The poems below were shared on Twitter for Black Bough Poetry’s Top Tweet Tuesday.
Recent challenges have been to write very short, imagist poems on a variety of themes – including weather and wonder and birds.
All but one were written specially for this – often the night before. Sometimes they work out quite well – and suddenly, there’s a new poem.
This month I also have a poem in Stand, which I’m very pleased about. It’s called ‘Weekend in Krakow.’

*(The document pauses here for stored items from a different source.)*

PR #105, opened 2016-06-08
Document new relic settings in README

omarkhan:
I forgot to do this in https://github.com/open-craft/opencraft/pull/99.


mtyaka:
👍

PR #107, opened 2016-06-13
Fix footer spacing on smaller displays

omarkhan:
@pomegranited noticed that there is no footer spacing on smaller displays:

screen shot 2016-06-10 at 11 50 02 am

This pull request fixes the spacing.


pomegranited:
Looks great, Omar 👍 

Re that test failing - I've had that fail before, but it succeeds on re-run.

The passing comfort of rain
Troposphere’s white-noise
descends, sculpts a seething
aural landscape out of hissing.
Country of drumming dripping, gurgle,
where window glass and wall
meet water.
For the span of this brief visit,
the shape of rain does not feel
commonplace at all.
Declaration of a thrush
From within scrawled leaves,
a spring-fired speckled chest,
makes its presence felt.
My ears aren’t the target,
pulse quickens nonetheless.
Belfort
A long-limbed, climbing block
of centuries, in stone, the belfry
verbalises time in language
dead to our flat, impatient age.
Oaks Avenue
The night house is inverted apparition,
taken by old woods. Each room turning
outside in. Weird trunks rising through
the floor, trees refusing to accept
what history has unfolded.
By dawn, the furniture is back.
Faint creaks and susurrations
must be coming from the fridge,
those stubborn shadows
in the corners, given time, will fade.